RedbinD · 31/03/2011 23:33

Scottishmummy - spot on but additionally it makes the charlatans a few bob.

scottishmummy · 31/03/2011 23:33

oh dear god GBerry there were @259+ other posts inc yours.no i dont commit every word of yours to memory. so feel free to call me on fact that of the 259+ posts somewhere in there is you,and a detail i allegedly cant recall

MillyR · 31/03/2011 23:34

ZJM, I am not dismissing complexity - we cannot remove it. That is why we put democratic systems in place and work towards making those systems as ethical as possible. It is simply impossible to live in a post-industrial society without relying on and working with democratic systems of knowledge and decision making.

Gooseberrybushes · 31/03/2011 23:34

"The point, delightful Gooseberrybushes, is that medicine is a balance between risk and benefit. Homeopathy has no risk and no benefit."

what utter rot

There is a benefit: and the examination needs to be on the level of honesty, the need for belief and the impact on placebo.

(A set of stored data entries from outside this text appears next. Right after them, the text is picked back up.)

PR #26835, opened 2026-05-29
docs: Security-related docs updates and lagging tasks

jon-mysten:
## Description 

## Test plan 

---

## Release notes

- [ ] Protocol: 
- [ ] gRPC:
- [ ] JSON-RPC: 
- [ ] GraphQL: 
- [ ] CLI: 
- [ ] Rust SDK:
- [ ] Indexing Framework:


docs/content/develop/objects/object-ownership/party.mdx
```diff
@@ -1,18 +1,32 @@
 ---
 title: Party Objects
-description: Party objects are owned by a specified party at the time of transfer and versioned by consensus. Learn how to create and access these objects.
+description: Party objects are owned by a specified party at the time of transfer and versioned by consensus. Learn how to create, transfer, and access these objects.
```
jessiemongeon1, line 3: Ask @aschran for review of this page

docs/content/develop/transaction-payment/gas-smashing.mdx
```diff
@@ -22,6 +22,16 @@ This design makes gas smashing a practical way to both manage coins and pay gas
 
 You can smash at most 256 coins in a single PTB. Transactions with more than 256 gas coins fail.
 
+## Gas smashing and address balance gas payment
```
jessiemongeon1, line 25: Ask @mystenmark for review on this page

docs/content/develop/transactions/ptbs/ts-sdk-ptb-template.mdx
```diff
@@ -0,0 +1,172 @@
+---
+title: TypeScript SDK PTB Template
+sidebar_label: PTB Template
+description: A minimal starter template for building a programmable transaction block with the Sui TypeScript SDK, with separate backend keypair and frontend wallet examples.
+keywords: [ typescript sdk, ptb, programmable transaction block, transaction, sui dapp kit ]
+---
+
+A [Programmable Transaction Block](/develop/transactions/ptbs/prog-txn-blocks) (PTB) groups several onchain actions into a single transaction that succeeds or fails as a unit. This page gives you a minimal template to start from, and points you to the full guide. The Sui TypeScript SDK documentation already covers transaction building in depth, so use this page to get moving, then follow the links for the complete reference.
```
jessiemongeon1, line 8: Ask @hayes-mysten for review on this page

docs/content/develop/transactions/soft-bundles.mdx
```diff
@@ -0,0 +1,96 @@
...
+
+Because no first-party SDK exposes the method today, most teams integrate through an MEV service instead.
+
+:::info
+
+Sui is migrating data access from JSON-RPC to gRPC and GraphQL RPC by July 2026. The public full-node gRPC API does not include soft bundle execution. See [Sui and Community SDKs](/references/sui-sdks) for current SDK support.
+
+:::
+
+## Security considerations
```
jessiemongeon1, line 81: Verify this with security

docs/content/onchain-finance/asset-custody/address-balances/migrate-address-balances.mdx
```diff
@@ -127,9 +128,13 @@ commands:
 1: 0x2::transfer::public_transfer(result(0))
 ```
 
-### Legacy clients
+### Compatibility coin reservations for legacy clients
 
-A JSON-RPC compatibility layer presents synthetic coin objects representing address balance reservations. This preserves basic functionality for clients that cannot upgrade but should not be relied upon for new development.
+A JSON-RPC compatibility layer presents compatibility coin reservations to clients that cannot upgrade. A compatibility coin reservation is a synthetic object reference that reserves address balance funds for backward compatibility with clients that still expect coin object references. It is not a persisted `Coin<T>` object.
```
jessiemongeon1, line 133: Also confirm with @mystenmark

docs/content/develop/transactions/ptbs/ts-sdk-ptb-template.mdx
```diff
@@ -0,0 +1,172 @@
...
+
+## Set up your project
+
+The Sui TypeScript SDK is published as an ESM only package, so a few project settings keep your imports working. Set `"type": "module"` in your `package.json`, and set `module` and `moduleResolution` in your `tsconfig.json` to a value that supports ESM, such as `NodeNext`. Avoid `commonjs`.
+
+When `tsconfig.json` uses `"module": "commonjs"`, VS Code and other editors auto-import from an internal build path instead of the package entry point. That path is not a supported entry point and can break at runtime. Compare the two:
+
+```ts
+// Wrong: auto-imported from an internal build path
+import { getFullnodeUrl, SuiClient } from '@mysten/sui/dist/cjs/client';
```
hayes-mysten: this seems odd thing to include in our most basic docs (and is a path that doesn't even exist anymore).  Is this an llm over-correction to stale training data or a common issue we actually see and want to cover?

docs/content/develop/transactions/ptbs/ts-sdk-ptb-template.mdx
```diff
@@ -0,0 +1,172 @@
...
+
+// Correct: import from the package entry point
+import { getFullnodeUrl, SuiClient } from '@mysten/sui/client';
+```
+
+:::caution
+
+If an import path includes `dist/cjs`, your editor generated it from a `commonjs` configuration. Fix the path, and set `module` to `NodeNext` in your `tsconfig.json` so future imports resolve correctly.
```
hayes-mysten: dist/cjs does not exist, and this explanation doesn't really make sense

docs/content/develop/transactions/ptbs/ts-sdk-ptb-template.mdx
```diff
@@ -0,0 +1,172 @@
...
+
+This page is a starting point, not the full guide. For complete coverage of transaction building, including inputs, commands, results, and execution, see [Sui Programmable Transaction Basics](https://sdk.mystenlabs.com/typescript/transaction-building/basics) in the TypeScript SDK documentation.
+
+:::
+
+## Set up your project
+
+The Sui TypeScript SDK is published as an ESM only package, so a few project settings keep your imports working. Set `"type": "module"` in your `package.json`, and set `module` and `moduleResolution` in your `tsconfig.json` to a value that supports ESM, such as `NodeNext`. Avoid `commonjs`.
+
+When `tsconfig.json` uses `"module": "commonjs"`, VS Code and other editors auto-import from an internal build path instead of the package entry point. That path is not a supported entry point and can break at runtime. Compare the two:
```
hayes-mysten: I don't think this is really accurate.  It can be true in some situations, but when using build systems or newer versions of node this can still work, but its a lot more nuanced.  Where are these docs coming from?

docs/content/develop/transactions/ptbs/ts-sdk-ptb-template.mdx
```diff
@@ -0,0 +1,172 @@
...
+
+```ts title='buildTransfer.ts'
+import { coinWithBalance, Transaction } from '@mysten/sui/transactions';
+import { MIST_PER_SUI } from '@mysten/sui/utils';
+
+// Build a transaction that sends 0.1 SUI to a recipient.
+export function buildTransfer(recipient: string) {
+  const tx = new Transaction();
+  tx.transferObjects(
+    [coinWithBalance({ balance: BigInt(0.1 * Number(MIST_PER_SUI)) })],
```
hayes-mysten: double casting here is weird.   coinWithBalance can take a number and cast internally, or we can just provide the value in MIST directly as a BigInt

hayes-mysten: we should probably also start using tx.coin or tx.balance instead of coinWithBalance (these are newer methods that internally work the same, but don't require an extra import)

hayes-mysten: We should also figure out if we want to have our default examples continue to send coins instead of address balances

docs/content/develop/transactions/ptbs/ts-sdk-ptb-template.mdx
```diff
@@ -0,0 +1,172 @@
...
+
+For a frontend app, scaffold a new project with the Sui dApp Kit starter. It sets up a working `tsconfig.json` and project structure for you:
+
+```bash
+$ npm create @mysten/dapp
+```
+
+## Build the transaction
+
+Build the PTB once in a reusable function, then execute it from either a backend script or a frontend wallet. This pattern keeps transaction construction separate from execution, which matters for wallet compatibility because the construction step must stay synchronous when a wallet popup is involved.
```
hayes-mysten: I am not sure that splitting this out in our most basic example really makes sense.  This is over-complicating something very simple and feels unnecessarily prescriptive

docs/content/develop/transactions/ptbs/ts-sdk-ptb-template.mdx
```diff
@@ -0,0 +1,172 @@
...
+Always check the `$kind` field on the result. A transaction can be submitted and still fail onchain, so treat a `FailedTransaction` result as an error rather than assuming success.
+
+## Execute from a frontend wallet
+
+A frontend app does not hold the user's key. The user's wallet signs the transaction through Sui dApp Kit, so your code only builds the transaction and hands it to the wallet.
+
+Install Sui dApp Kit alongside the core SDK:
+
+```bash
+$ npm install @mysten/dapp-kit
```
hayes-mysten: this is the old deprecated package, we should not be telling people to use this anymore

docs/content/develop/transactions/ptbs/ts-sdk-ptb-template.mdx
```diff
@@ -0,0 +1,172 @@
...
+  return (
+    <div>
+      <ConnectButton />
+      {currentAccount && (
+        <button
+          onClick={() => {
+            signAndExecuteTransaction(
+              {
+                transaction: buildTransfer(currentAccount.address),
+                chain: 'sui:devnet',
```
hayes-mysten: we should probably not be passing chain here 99% of the time

docs/content/develop/transactions/ptbs/ts-sdk-ptb-template.mdx
hayes-mysten: I guess it makes it easier to write the rest of the docs, but I think it is still cleaner to add the 3 lines to construct the transaction in each example

docs/content/develop/transactions/ptbs/ts-sdk-ptb-template.mdx
zhu-jon: definitely an over-correction, thanks for catching !

docs/content/develop/transactions/ptbs/ts-sdk-ptb-template.mdx
zhu-jon: makes sense, fixed !

docs/content/develop/transactions/ptbs/ts-sdk-ptb-template.mdx
zhu-jon: fixed to tx.coin. I guess going forward do you have a preference?

docs/content/develop/objects/object-ownership/party.mdx
```diff
@@ -1,18 +1,32 @@
...
 ---
 
 A party object is a consensus-address-owned object: a single address owns it, but consensus sequences and versions it. APIs expose this ownership with a `ConsensusAddressOwner` owner variant. Like shared objects, party objects use consensus sequencing. Unlike shared objects, they retain single-address ownership and can be transferred to and from other ownership types and wrapped.
```
aschran: I think we shouldn't explain it like this because this is just a current limitation

the intention was always for party objects to support multiple forms of ownership/permissions

and we are already working on adding another `Party` ownership type in addition to `ConsensusAddressOwner` to implement this, so soon two owner variants will both correpsond to party objects

aschran: (the "info" block below is correct and I think good to keep, but for the actual main-text description of party objects I think we should describe the actual mental model and not just the current implementation)

docs/content/develop/objects/object-ownership/party.mdx
```diff
@@ -22,30 +36,131 @@ public fun party_transfer<T: key>(obj: T, party: sui::party::Party)
...
+
+The `sui::party` module also provides two convenience macros that wrap the `transfer` functions. The `sui::party::transfer` macro calls `sui::transfer::party_transfer`, and the `sui::party::public_transfer` macro calls `sui::transfer::public_party_transfer`. Use whichever form reads more clearly in your module.
+
+The following example creates an object and transfers it to a single-owner party in one function:
 
 <ImportContent source="examples/move/basics/sources/object_basics.move" mode="code" fun="create_party" noComments />
 
+A party object's ownership can change over its lifetime, either by adding it as a [dynamic object field](/develop/objects/dynamic-fields), transferring it to a different address or ownership type, or making it [immutable](/develop/objects/object-ownership/immutable). However, after you create an object and set its ownership, you cannot [share](/develop/objects/object-ownership/shared) it.
+
+### Party permission model
```
aschran: I think this is no longer current 

@tnowacki can you advise?

docs/content/develop/objects/object-ownership/party.mdx
```diff
@@ -22,30 +36,131 @@ public fun party_transfer<T: key>(obj: T, party: sui::party::Party)
...
+
+Keep the following constraints in mind when you design with party objects:
+
+- **Single-owner only:** The public transfer functions accept only single-owner parties. Multi-member parties are modeled in the type but are rejected at transfer time with `EInvalidPartyPermissions`.
+- **No transfer to object for object-ID owners:** A party object whose owning address corresponds to an object ID cannot be received through the [transfer to object](/develop/objects/transfers/transfer-to-object) mechanism.
+- **No gas payment with party `Coin<SUI>`:** You cannot pay gas with a party object `Coin<SUI>`. Transfer it back to address-owned first.
+- **Cannot be shared after creation:** Once you set an object's ownership, you cannot [share](/develop/objects/object-ownership/shared) it. You can still transfer it to another ownership type, wrap it, or make it [immutable](/develop/objects/object-ownership/immutable).
+
+:::caution
+
```
aschran: I think they are now supported on every network? unless we need to worry about non-public networks (but in that case tons of features could theoretically be re-disabled that are already enabled on mainnet, so I'd expect we don't worry about describing that possibility in our docs)

docs/content/develop/transactions/ptbs/ts-sdk-ptb-template.mdx
hayes-mysten: I don't really know.  I think long term most transfers should be address balances.  Thats what will work with free tier and should reduce gas costs, short term I am not sure if we are ready to push people that way since some wallets still have issues with address balances

jessiemongeon1:
## Style Guide Audit

Audited **7** file(s) against the [Sui Documentation Style Guide](https://docs.sui.io/references/contribute/style-guide).

**2** violation(s) found. All must be fixed before merge.

### `docs/content/develop/transactions/soft-bundles.mdx` (1 violation(s))

_1 violation(s) (0 regex, 1 claude)_

- **Line 69** — passive voice
  - Current: `the transaction was submitted to consensus, was already executed, or was rejected`
  - Fix: `the validator submitted the transaction to consensus, already executed it, or rejected it`

### `docs/content/onchain-finance/asset-custody/address-balances/migrate-address-balances.mdx` (1 violation(s))

- **Line 34** — Use present tense, not future
  - Current: `will`
  - Fix: `Use present tense verb`

---

docs/content/develop/objects/object-ownership/party.mdx
```diff
@@ -1,18 +1,32 @@
...
-description: Party objects are owned by a specified party at the time of transfer and versioned by consensus. Learn how to create and access these objects.
+description: Party objects are owned by a specified party at the time of transfer and versioned by consensus. Learn how to create, transfer, and access these objects.
 ---
 
-A party object is a consensus-address-owned object: a single address owns it, but consensus sequences and versions it. APIs expose this ownership with a `ConsensusAddressOwner` owner variant. Like shared objects, party objects use consensus sequencing. Unlike shared objects, they retain single-address ownership and can be transferred to and from other ownership types and wrapped.
+A party object is owned by a `Party`: a permission set that determines which addresses can access the object and how. Like [shared](/develop/objects/object-ownership/shared) objects, party objects are sequenced and versioned by [consensus](/develop/sui-architecture/consensus), so several transactions can use them concurrently. Unlike shared objects, only the owning party can access a party object, and you can transfer it to and from other ownership types and wrap it.
```
tnowacki:
```suggestion
A party object is owned by a `Party`: a permission set that determines which addresses can access the object and how. Like [shared](/develop/objects/object-ownership/shared) objects, party objects are sequenced and versioned by [consensus](/develop/sui-architecture/consensus), so several transactions can submitted concurrently. Unlike shared objects, only the addresses with the appropriate permissions can access a party object. These permissions govern all aspects of an object, including reads, writes, and transfers.
```

On the first change, the consensus sequenced objects can have multiple transactions submitted concurrently, but for transactions that mutate the object, they are executed sequentially. Though immutable usage can be done concurrently.

On the second change, I would not say that the "owning party" is really an entity in this way. We have a mapping from address -> permission. And then a default permission set for if the address is not in that map. My point being you could not be in the set, and actually have more permissions than an address explicitly specified.

docs/content/develop/objects/object-ownership/party.mdx
```diff
@@ -1,18 +1,32 @@
...
 
-Party objects are transferred using the [`sui::transfer::party_transfer`](/references/framework/sui_sui/transfer#sui_transfer_party_transfer) or [`sui::transfer::public_party_transfer`](/references/framework/sui_sui/transfer#sui_transfer_public_party_transfer) function. It is accessible to the `Party` to which it is transferred.
+Party objects are transferred using the [`sui::transfer::party_transfer`](/references/framework/sui_sui/transfer#sui_transfer_party_transfer) or [`sui::transfer::public_party_transfer`](/references/framework/sui_sui/transfer#sui_transfer_public_party_transfer) function. The object is accessible to the `Party` to which it is transferred.
```
tnowacki:
```suggestion
Party objects are transferred using the [`sui::transfer::party_transfer`](/references/framework/sui_sui/transfer#sui_transfer_party_transfer) or [`sui::transfer::public_party_transfer`](/references/framework/sui_sui/transfer#sui_transfer_public_party_transfer) function. The object's permissions are then defined by the `Party` to which it is transferred.
```

docs/content/develop/objects/object-ownership/party.mdx
```diff
@@ -1,18 +1,32 @@
...
 
 :::info
 
-Party objects currently support only single-address ownership. The `sui::party::Party` type already models permissions for multiple members, but the public ownership mode is restricted to `party::single_owner`.
+Party objects currently support only single-address ownership. The `sui::party::Party` type already models permissions for multiple members, but the public transfer functions accept only a single-owner party. A transfer of a party with more than one member aborts with `EInvalidPartyPermissions`.
```
tnowacki: I would revert this change. Only a single owner is constructible at this point, so there is really no need to talk about about error states.

docs/content/develop/objects/object-ownership/party.mdx
```diff
@@ -1,18 +1,32 @@
...
 
 :::
 
+## Party, address-owned, and shared objects compared
```
tnowacki, line 16: I do not fully understand the goal of this section so it is a bit hard for me to give feed back on. Why just these properties here? I don't feel all of them important to the end user, or at least the same set of end users.

Additionally I don't think it really highlights the permission granularity of party objects, which is sort of half the reason we built them (with the consensus versioning being the other half)

docs/content/develop/objects/object-ownership/party.mdx
```diff
@@ -22,30 +36,124 @@ public fun party_transfer<T: key>(obj: T, party: sui::party::Party)
 public fun public_party_transfer<T: key + store>(obj: T, party: sui::party::Party)
 ```
 
-- Use the [`sui::transfer::party_transfer`](/references/framework/sui_sui/transfer#sui_transfer_party_transfer) function if you are defining a [custom transfer policy](/develop/objects/transfers/custom-rules) for the object. 
+- Use the [`sui::transfer::party_transfer`](/references/framework/sui_sui/transfer#sui_transfer_party_transfer) function if you are defining a [custom transfer policy](/develop/objects/transfers/custom-rules) for the object.
```
tnowacki: This function should not be used at all today since you can only use the single owner party, which has public transfer. 

In either case for both this and the public_ variant, the behavior will instead be governed by a permission.

docs/content/develop/objects/object-ownership/party.mdx
```diff
@@ -22,30 +36,124 @@ public fun party_transfer<T: key>(obj: T, party: sui::party::Party)
...
 
 - Use the [`sui::transfer::public_party_transfer`](/references/framework/sui_sui/transfer#sui_transfer_public_party_transfer) function if the object has the `store` capability.
 
-A party object's ownership can change over its lifetime, either by adding it as a [dynamic object field](/develop/objects/dynamic-fields), transferring it to a different address or ownership type, or making it [immutable](/develop/objects/object-ownership/immutable). However, after you create an object and set its ownership, it cannot be [shared](/develop/objects/object-ownership/shared).
+Both functions take a `sui::party::Party` value. Construct that value with [`sui::party::single_owner`](https://github.com/MystenLabs/sui/blob/main/crates/sui-framework/packages/sui-framework/sources/party.move), which grants all permissions to one address and no permissions to anyone else:
```
tnowacki:
```suggestion
Both functions take a `sui::party::Party` value. Currently, that value can be constructed only with [`sui::party::single_owner`](https://github.com/MystenLabs/sui/blob/main/crates/sui-framework/packages/sui-framework/sources/party.move), which grants all permissions to one address and no permissions to anyone else:
```

docs/content/develop/objects/object-ownership/party.mdx
```diff
@@ -22,30 +36,124 @@ public fun party_transfer<T: key>(obj: T, party: sui::party::Party)
...
+
+```
+public fun single_owner(owner: address): sui::party::Party
+```
+
+The `sui::party` module also provides two convenience macros that wrap the `transfer` functions. The `sui::party::transfer` macro calls `sui::transfer::party_transfer`, and the `sui::party::public_transfer` macro calls `sui::transfer::public_party_transfer`. Use whichever form reads more clearly in your module.
```
tnowacki:
```suggestion
The `sui::party` module also provides wrapper macros for the `transfer` functions that can be used with method syntax, e.g. `my_party.public_transfer()`. The `sui::party::transfer` macro calls `sui::transfer::party_transfer`, and the `sui::party::public_transfer` macro calls `sui::transfer::public_party_transfer`.
```

docs/content/develop/objects/object-ownership/party.mdx
```diff
@@ -22,30 +36,124 @@ public fun party_transfer<T: key>(obj: T, party: sui::party::Party)
...
+
+The following example creates an object and transfers it to a single-owner party in one function:
 
 <ImportContent source="examples/move/basics/sources/object_basics.move" mode="code" fun="create_party" noComments />
 
+A party object's ownership can change over its lifetime, either by adding it as a [dynamic object field](/develop/objects/dynamic-fields), transferring it to a different address or ownership type, or making it [immutable](/develop/objects/object-ownership/immutable). However, after you create an object and set its ownership, you cannot [share](/develop/objects/object-ownership/shared) it.
```
tnowacki: This list is not exhaustive/complete, so I'm not sure it is worth adding. Party objects are just like owned objects in terms of restrictions. And trying to enumerate that separately here feels like it will only cause confusion.

docs/content/develop/objects/object-ownership/party.mdx
tnowacki: Yeah this is not current. But it is also not accessible so I'm not sure it is worth adding.
There is a good amount of detail documenting how it will work here:
https://github.com/MystenLabs/sui/blob/main/crates/sui-types/src/object.rs#L497

docs/content/develop/objects/object-ownership/party.mdx
```diff
@@ -22,30 +36,124 @@ public fun party_transfer<T: key>(obj: T, party: sui::party::Party)
...
 
-Party objects can be used by multiple inflight [transactions](/develop/transactions/txn-overview) at the same time. This contrasts with [address-owned](/develop/objects/object-ownership/address-owned) objects, which only allow a single inflight transaction. Many applications can benefit from the ability to pipeline multiple transactions on the same party object.
+Party objects can be used by multiple inflight [transactions](/develop/transactions/txn-overview) at the same time. This contrasts with [address-owned](/develop/objects/object-ownership/address-owned) objects, which allow only a single inflight transaction because they take a fast path object lock. Because consensus assigns each version, many applications can pipeline several transactions against the same party object without waiting for one to finalize before submitting the next.
```
tnowacki: I'm not sure the description of locks is really accurate anymore. I might just say that that the versioning is managed by the owner and leave it that.

docs/content/develop/objects/object-ownership/party.mdx
```diff
@@ -22,30 +36,124 @@ public fun party_transfer<T: key>(obj: T, party: sui::party::Party)
...
 
-<ImportContent source="examples/move/basics/sources/object_basics.move" mode="code" fun="party_transfer_single_owner" noComments />
\ No newline at end of file
+<ImportContent source="examples/move/basics/sources/object_basics.move" mode="code" fun="party_transfer_single_owner" noComments />
+
+## Limitations
+
+Keep the following constraints in mind when you design with party objects:
+
+- **Single-owner only:** The public transfer functions accept only single-owner parties. Multi-member parties are modeled in the type but are rejected at transfer time with `EInvalidPartyPermissions`.
```
tnowacki: - The abort is not reachable at this time
- We will lift this restriction, which I think is worth noting

docs/content/develop/objects/object-ownership/party.mdx
```diff
@@ -22,30 +36,124 @@ public fun party_transfer<T: key>(obj: T, party: sui::party::Party)
...
+- **No transfer to object for object-ID owners:** A party object whose owning address corresponds to an object ID cannot be received through the [transfer to object](/develop/objects/transfers/transfer-to-object) mechanism.
```
tnowacki: This does not make a ton of sense to me as written, but I think I understand what we are trying to get at? 
Assuming I do, I might say something more like 
Even if the party is a single owner, and that address corresponds to an object's ID, the party object cannot currently be received through `sui::transfer::Receiving`. 

And we might find some way of working through this in the future... maybe... I don't know.

docs/content/develop/objects/object-ownership/party.mdx
```diff
@@ -22,30 +36,124 @@ public fun party_transfer<T: key>(obj: T, party: sui::party::Party)
...
+- **No gas payment with party `Coin<SUI>`:** You cannot pay gas with a party object `Coin<SUI>`. Transfer it back to address-owned first.
+- **Cannot be shared after creation:** Once you set an object's ownership, you cannot [share](/develop/objects/object-ownership/shared) it. You can still transfer it to another ownership type, wrap it, or make it [immutable](/develop/objects/object-ownership/immutable).
```
tnowacki: I would cut this. Shared objects by definition have to be newly created. This restriction is completely orthogonal to party objects.

docs/content/develop/objects/object-ownership/party.mdx
```diff
@@ -22,30 +36,124 @@ public fun party_transfer<T: key>(obj: T, party: sui::party::Party)
...
+
+## Troubleshooting
+
+Use the following guidance when a transaction that uses party objects fails.
+
+- **Invalid party permissions:** A transfer aborts with `EInvalidPartyPermissions` when the party passed to `party_transfer` or `public_party_transfer` has more than one member or does not grant all permissions to a single owner. Build the party with `sui::party::single_owner` so it has exactly one owner with full permissions.
```
tnowacki: This is not reachable today

docs/content/develop/transaction-payment/gas-smashing.mdx
```diff
@@ -22,6 +22,16 @@ This design makes gas smashing a practical way to both manage coins and pay gas
...
+
+Gas smashing applies only to real `Coin<SUI>` objects that you supply as gas payment. When you provide multiple `Coin<SUI>` objects, the network merges them into a single coin and deducts the gas fee from that coin.
+
+Address balance gas payment is different. When you pay gas from an address balance, you do not select or provide any coin objects. The network resolves the gas fee as a withdrawal from your reserved address balance funds, so there is no gas coin selection or merge workflow, and gas smashing is not needed.
+
+The compatibility layer can present compatibility coin reservations to older clients. A compatibility coin reservation is a synthetic object reference that reserves address balance funds, not a persisted `Coin<SUI>` object. Gas smashing does not merge these reservations, because the network resolves an address balance reservation as a withdrawal instead of smashing it into a coin.
```
tnowacki: This is not true. The synthetic coins are smashed. And it is all based on which payment method is listed first.
- If it is a real coin, they are smashed into the real coin (coin reservations included, where the reservation is fully withdrawn)
- If it is a coin reservation, all real coins are smashed and sent to the address balance.

docs/content/develop/transaction-payment/gas-smashing.mdx
```diff
@@ -22,6 +22,16 @@ This design makes gas smashing a practical way to both manage coins and pay gas
...
+
+To pay gas from an address balance, see [Paying for gas from address balances](/onchain-finance/asset-custody/address-balances/using-address-balances#paying-for-gas-from-address-balances). For details on the compatibility layer, see [Compatibility coin reservations for legacy clients](/onchain-finance/asset-custody/address-balances/migrate-address-balances#compatibility-coin-reservations-for-legacy-clients).
```
tnowacki, line 41: It is worth noting that you can use the compatibility layer for non-compatibility layer reasons. For example, when using address balances and if you want to have some extra SUI to spend within the PTB you have two options:
1. Add additional funds withdrawals as input arguments
2. Use a coin reservation with a reservation larger than the gas budget. The excess amount will be available with the `GasCoin` in the PTB, just like is the case with `Coin` based gas payments. (This can be helpful with PTB templates and similar situations)

docs/content/develop/transactions/ptbs/ts-sdk-ptb-template.mdx
tnowacki: cc @manolisliolios @damirka

docs/content/onchain-finance/asset-custody/address-balances/migrate-address-balances.mdx
```diff
@@ -127,9 +128,13 @@ commands:
...
+
+These reservations exist only to preserve basic functionality for older clients that expect coin object references. Do not treat them as normal persisted coin objects, and do not use them as a model for new integrations. For new development, use address balances directly, as described in [Using Address Balances](/onchain-finance/asset-custody/address-balances/using-address-balances).
```
tnowacki:
```suggestion
These reservations primarily to preserve basic functionality for older clients that expect coin object references. Do not treat them as normal persisted coin objects. For new development, use address balances directly, as described in [Using Address Balances](/onchain-finance/asset-custody/address-balances/using-address-balances).
```

docs/content/onchain-finance/asset-custody/address-balances/migrate-address-balances.mdx
```diff
@@ -127,9 +128,13 @@ commands:
...
+
+When a legacy client supplies a compatibility coin reservation as gas payment, the network resolves it as a withdrawal from the address balance rather than smashing it into a coin. Gas smashing applies only to real `Coin<SUI>` objects supplied as gas payment. For more information, see [Gas Smashing](/develop/transaction-payment/gas-smashing).
```
tnowacki:
```suggestion
When a legacy client supplies a compatibility coin reservation as gas payment, the network resolves it as a withdrawal from the address balance rather than smashing it into a coin. And gas smashing applies depending on the position of the coin reservation in the list of gas payments. For more information, see [Gas Smashing](/develop/transaction-payment/gas-smashing).
```

jessiemongeon1 (approved):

The risks and benefits of conventional medicine are rarely understood by the patient: and quite often not by the producer, or risks are denied by same. There's gold in them thar pills: a lot more than in homeopathy.

Gooseberrybushes · 31/03/2011 23:35

Yes I know there were 259 posts Hmm and yet you are arguing with me. So why not read? Why bother if you don't know what you're arguing with? It's just, straw men gone mad. Just making up stuff.

MillyR · 31/03/2011 23:35

Birds, I agree with your last post. All medicine starts out as alternative medicine, and much of conventional medicine is natural.